(DATA SUPPLIED Opens)

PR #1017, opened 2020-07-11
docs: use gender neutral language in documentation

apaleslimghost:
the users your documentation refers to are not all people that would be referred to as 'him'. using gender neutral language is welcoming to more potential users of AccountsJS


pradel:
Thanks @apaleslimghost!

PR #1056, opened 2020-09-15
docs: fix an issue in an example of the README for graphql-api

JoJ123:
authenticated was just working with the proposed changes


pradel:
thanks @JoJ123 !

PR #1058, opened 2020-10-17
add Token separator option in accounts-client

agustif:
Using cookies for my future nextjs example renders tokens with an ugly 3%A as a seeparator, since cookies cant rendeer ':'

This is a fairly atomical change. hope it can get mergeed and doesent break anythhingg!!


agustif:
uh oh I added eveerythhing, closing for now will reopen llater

(DATA SUPPLIED Closes)

Once you reach the line that contains "This is a fairly", transcribe it and all remaining lines of the listing exactly; skip everything before it.

• **RESULT**:
This is a fairly atomical change. hope it can get mergeed and doesent break anythhingg!!


agustif:
uh oh I added eveerythhing, closing for now will reopen llater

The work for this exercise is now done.